PR #7540, opened 2018-05-25
Fix fatal error during authentication.

DFurnes:
#### What's this PR do?
This pull request fixes a fatal error where the OpenID Connect module attempts to parse birthdates incorrectly (even though it shouldn't be using them...) This fixes things up.

👀

The original fix was [here](https://github.com/DoSomething/phoenix/commit/7a52be8b9ed84ab7a14e4c04473bf23f2e2d85ee#diff-b5fe2464497701d1518b40a8d5e00e7c), but we don't care about real data in Ashes now.

#### Relevant tickets
N/A

#### Checklist
- [ ] Tested on staging.


katiecrane (approved):
👋 birthday!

▸ **Prompt**: Take the entries and print them exactly. Keep every line.

▸ **Completed task**:
PR #7540, opened 2018-05-25
Fix fatal error during authentication.

DFurnes:
#### What's this PR do?
This pull request fixes a fatal error where the OpenID Connect module attempts to parse birthdates incorrectly (even though it shouldn't be using them...) This fixes things up.

👀

The original fix was [here](https://github.com/DoSomething/phoenix/commit/7a52be8b9ed84ab7a14e4c04473bf23f2e2d85ee#diff-b5fe2464497701d1518b40a8d5e00e7c), but we don't care about real data in Ashes now.

#### Relevant tickets
N/A

#### Checklist
- [ ] Tested on staging.


katiecrane (approved):
👋 birthday!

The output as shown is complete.